Every line of the listing should be repeated exactly.
---+---
PR #936, opened 2019-04-26
Move unselected block accessibility handling to block-holder

pinarol:
This PR moves accessibility handling of unselected blocks to block-holder, so:

- We don't have to handle blocks separately. Every block will have at least their name(including unknown blocks) read by screen reader without extra coding.
- If we wants to provide more information for a block we'll need to inject its own `getAccessibilityContent` function as its `attribute`.
- Some block content like Separator block have very little height, it is hard to select them otherwise.

gutenberg PR: https://github.com/WordPress/gutenberg/pull/15214

Note: This is still a kind of experiment, we can decide not to merge this based on your opinions and tests.

**To Test:**

It should be enough to test in only 1 platform.
Check below items with Voice Over on:

- [ ] Image block empty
---+---
TASK ANSWER:
PR #936, opened 2019-04-26
Move unselected block accessibility handling to block-holder

pinarol:
This PR moves accessibility handling of unselected blocks to block-holder, so:

- We don't have to handle blocks separately. Every block will have at least their name(including unknown blocks) read by screen reader without extra coding.
- If we wants to provide more information for a block we'll need to inject its own `getAccessibilityContent` function as its `attribute`.
- Some block content like Separator block have very little height, it is hard to select them otherwise.

gutenberg PR: https://github.com/WordPress/gutenberg/pull/15214

Note: This is still a kind of experiment, we can decide not to merge this based on your opinions and tests.

**To Test:**

It should be enough to test in only 1 platform.
Check below items with Voice Over on:

- [ ] Image block empty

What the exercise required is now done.